What to work on. Up to and including the line with "-132,6 +132,15 @@", restate the records below word for word, beginning with their first line.

(Extracted records)

++++++++++++++++++++

PR #625, opened 2020-02-09
Fix memory leaks.

Hoikas:
This changeset fixes a major source of memory leaks in the vault client API. Any time `hsRef<NetVaultNode> foo = new NetVaultNode;` was called resulted in a leak due to a change in behavior when the old AtomicRef was merged with hsRefCnt.

### DIFF
--- a/Sources/Plasma/CoreLib/hsRefCnt.h
+++ b/Sources/Plasma/CoreLib/hsRefCnt.h
@@ -132,6 +132,15 @@ public:
     _Ref *operator->() const { return fObj; }
     operator _Ref *() const { return fObj; }
 
+    /** Creates a new object of type _Ref. Use this instead of operator new. */
+    template<typename... _Args>
+    static hsRef<_Ref> New(_Args&&... args)
+    {
+        hsRef<_Ref> obj;
+        obj.fObj = new _Ref(std::forward<_Args>(args)...);
+        return obj;
+    }
+
 private:
     _Ref *fObj;
 };
--- a/Sources/Plasma/CoreLib/hsRefCnt.h
+++ b/Sources/Plasma/CoreLib/hsRefCnt.h
@@ -78,6 +78,8 @@ public:
             dst = src;                  \
         } while (0)
 
+struct hsStealRef_Type {};
+constexpr hsStealRef_Type hsStealRef;
 
 template <class _Ref>
 class hsRef
@@ -86,6 +88,7 @@ public:
     hsRef() : fObj(nullptr) { }
     hsRef(std::nullptr_t) : fObj(nullptr) { }
     hsRef(_Ref *obj) : fObj(obj) { if (fObj) fObj->Ref(); }
+    hsRef(_Ref *obj, hsStealRef_Type) : fObj(obj) { }
     hsRef(const hsRef<_Ref> &copy) : fObj(copy.fObj) { if (fObj) fObj->Ref(); }
     hsRef(hsRef<_Ref> &&move) : fObj(move.fObj) { move.fObj = nullptr; }
 
@@ -132,13 +135,11 @@ public:
     _Ref *operator->() const { return fObj; }
     operator _Ref *() const { return fObj; }
 
-    /** Creates a new object of type _Ref. Use this instead of operator new. */
-    template<typename... _Args>
-    static hsRef<_Ref> New(_Args&&... args)
+    void Steal(_Ref *obj)
     {
-        hsRef<_Ref> obj;
-        obj.fObj = new _Ref(std::forward<_Args>(args)...);
-        return obj;
+        if (fObj)
+            fObj->UnRef();
+        fObj = obj;
     }
 
 private:
--- a/Sources/Plasma/FeatureLib/pfPasswordStore/pfPasswordStore.cpp
+++ b/Sources/Plasma/FeatureLib/pfPasswordStore/pfPasswordStore.cpp
@@ -49,21 +49,17 @@ You can contact Cyan Worlds, Inc. by email legal@cyan.com
 /* Get the pfPasswordStore instance */
 pfPasswordStore* pfPasswordStore::Instance()
 {
-    static pfPasswordStore* store = nullptr;
-
-    if (store == nullptr) {
 #if defined(HS_BUILD_FOR_WIN32)
-        store = new pfWin32PasswordStore();
+    static pfWin32PasswordStore store;
 #elif defined(HS_BUILD_FOR_APPLE)
-        store = new pfApplePasswordStore();
+    static pfApplePasswordStore store;
 #elif defined(HAVE_LIBSECRET)
-        store = new pfUnixPasswordStore();
+    static pfUnixPasswordStore store;
 #else
-        store = new pfFilePasswordStore();
+    static pfFilePasswordStore store;
 #endif
-    }
 
-    return store;
+    return &store;
 }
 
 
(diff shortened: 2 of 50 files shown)


Sources/Plasma/FeatureLib/pfPasswordStore/pfPasswordStore.cpp
```diff
@@ -49,21 +51,22 @@ You can contact Cyan Worlds, Inc. by email legal@cyan.com
...
+        store = std::make_unique<pfUnixPasswordStore>();
 #else
-        store = new pfFilePasswordStore();
+        store = std::make_unique<pfFilePasswordStore>();
 #endif
     }
 
-    return store;
+    return store.get();
 }
```
zrax: This whole function could be done without dynamic allocation...

```c++
pfPasswordStore* pfPasswordStore::Instance()
{
#if defined(HS_BUILD_FOR_WIN32)
    static pfWin32PasswordStore store;
#elif defined(HS_BUILD_FOR_OSX)
    static pfMacPasswordStore store;
#elif defined(HAVE_LIBSECRET)
    static pfUnixPasswordStore store;
#else
    static pfFilePasswordStore store;
#endif

    return &store;
}
```

Now that we depend on MSVC2015, this is guaranteed to be thread safe.

Hoikas: Good point!

Hoikas:
For some background reading...

The onus of this is that on Gehn Beta, downloading a new copy of @DoobesURU Age Veelay Tsahvahn can cause the client to crash shortly after linking in with an `std::bad_alloc`. I started linking around and noticing that the client's memory usage seems to grow for each link. For example, standing in Relto for the first time, the client uses ~600mb. Linking to Gahreesen and back to Relto causes the client memory usage to be around ~900mb. That's an extreme example--smaller Ages like the Nexus have less of an impact. While I am fixing leaks reported by VLD, I'm really not seeing anything that corresponds to the observed behavior.

Hoikas:
I recently received a complaint in IRC that boiled down to folks with large buddy lists saw `std::bad_alloc` rather frequently, so I decided to revisit this changeset due to its fixing of leaked vault nodes. It has been updated to merge cleanly. However, due to an issue introduced in the upgrade to Python 3, we depend on #720.

DamnBriggsy:
Prior to these changes, the client would crash on MOULa in an hour or less. After these changes, it stayed up for over 10 hours with no problems.

Sources/Plasma/FeatureLib/pfPasswordStore/pfPasswordStore.cpp
```diff
@@ -49,21 +49,17 @@ You can contact Cyan Worlds, Inc. by email legal@cyan.com
...
 {
-    static pfPasswordStore* store = nullptr;
-
-    if (store == nullptr) {
 #if defined(HS_BUILD_FOR_WIN32)
-        store = new pfWin32PasswordStore();
+    static pfWin32PasswordStore store;
 #elif defined(HS_BUILD_FOR_APPLE)
-        store = new pfApplePasswordStore();
+    static pfMacPasswordStore store;
```
dpogue, line 55: `pfMacPasswordStore` -> `pfApplePasswordStore`

This was renamed in https://github.com/H-uru/Plasma/pull/675

Sources/Plasma/FeatureLib/pfPython/pyVaultPlayerInfoListNode.cpp
```diff
@@ -79,14 +73,13 @@ bool pyVaultPlayerInfoListNode::HasPlayer( uint32_t playerID )
...
+    templateNode.SetNodeType(plVault::kNodeType_PlayerInfo);
+    VaultPlayerInfoNode access(&templateNode);
     access.SetPlayerId(playerID);
-    
-    hsRef<RelVaultNode> rvn = fNode->GetChildNode(templateNode, 1);
-    
-    return (rvn != nil);
+
+    hsRef<RelVaultNode> rvn = fNode->GetChildNode(&templateNode, 1);
+    return rvn;
```
zrax, line 82: This implicit cast to bool is misleading (it looks like you're returning the node)...

Sources/Plasma/CoreLib/hsRefCnt.cpp
```diff
@@ -123,7 +123,7 @@ hsRefCnt::hsRefCnt(int initRefs)
 hsRefCnt::~hsRefCnt()
 {
 #ifdef HS_DEBUGGING
-    hsThrowIfFalse(fRefCnt == 1);
+    hsThrowIfFalse(fRefCnt <= 1);
```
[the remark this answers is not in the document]
Hoikas: `NetVaultNode`'s starting reference count is zero. An earlier refactor changed its base class from `AtomicRef` to `hsRefCnt` but neglected to address the difference in starting ref count, introducing all of these leaks. I initially wanted to add a template parameter for the starting ref count to `hsRefCnt`, but I wasn't able to come up with a clean solution that did expose implementation details to the rest of the engine

Hoikas:
@zrax RE our discussion in IRC about this PR... Maybe the easiest path forward is to back out 80e00cd? That restores the starting ref count to 1, but uses a weird hack for initializing an `hsRef` from a newly allocated object. I'm not sure if we're going to find anything much cleaner. :/

zrax:
Part of the problem here is the mix of managed (`hsRef<T>`) and unmanaged objects all over the code base...  If we could assume all were managed, this could be simplified and made safer.  Unfortunately, the code base is far from that goal, so we have these ugly hacks instead.

Perhaps instead of the `New()` template, we could add a more generic mechanism for adopting/stealing a ref.  Something like (completely untested):

```c++
struct hsAdoptRef_Type {};
constexpr hsAdoptRef_Type hsAdoptRef;

template <class _Ref>
class hsRef
{
public:
    /* ... */

    hsRef(_Ref *obj, hsAdoptRef_Type) : fObj(obj) { }

    /* ... */

    void Adopt(_Ref *obj)
    {
        if (fObj)
            fObj->UnRef();
        fObj = obj;
        return *this;
    }

    /* ... */
};
```

Then in usage:

```c++
hsRef<Whatever> myref(new Whatever, hsAdoptRef);
// or
hsRef<Whatever> myref;
myref.Adopt(new Whatever);
```

In the long run, we'd want to eventually ensure that promotion from a "raw" `hsRefCnt` to an `hsRef` managed object is always one-way, which would mean that the adoption behavior becomes the default (and this workaround can be removed).  We may actually be close already, but that would require more investigation and testing than I think you're willing to add in this PR ;)

Hoikas:
Agreed. I'll look into this, although I may change `hsAdoptRef` to `hsStealRef` - I think the naming is clearer in that case 😛

Hoikas:
It compiles! :shipit:

Sources/Plasma/CoreLib/hsRefCnt.h
```diff
@@ -132,6 +135,13 @@ class hsRef
...
+    void Steal(_Ref *obj)
+    {
+        if (fObj)
+            fObj->UnRef();
+        fObj = obj;
+    }
+
     /** Creates a new object of type _Ref. Use this instead of operator new. */
     template<typename... _Args>
     static hsRef<_Ref> New(_Args&&... args)
```
zrax, line 147: > Remove `hsRef::New()` in favor of clearer reference stealing operations. 

And yet, here it is....  ;)

Hoikas: Rofl

Hoikas:
`hsRef<_Ref>::New()` is really gone now 🤣

zrax (approved):

Hoikas:
💥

++++++++++++++++++++

Response box.
PR #625, opened 2020-02-09
Fix memory leaks.

Hoikas:
This changeset fixes a major source of memory leaks in the vault client API. Any time `hsRef<NetVaultNode> foo = new NetVaultNode;` was called resulted in a leak due to a change in behavior when the old AtomicRef was merged with hsRefCnt.

### DIFF
--- a/Sources/Plasma/CoreLib/hsRefCnt.h
+++ b/Sources/Plasma/CoreLib/hsRefCnt.h
@@ -132,6 +132,15 @@ public:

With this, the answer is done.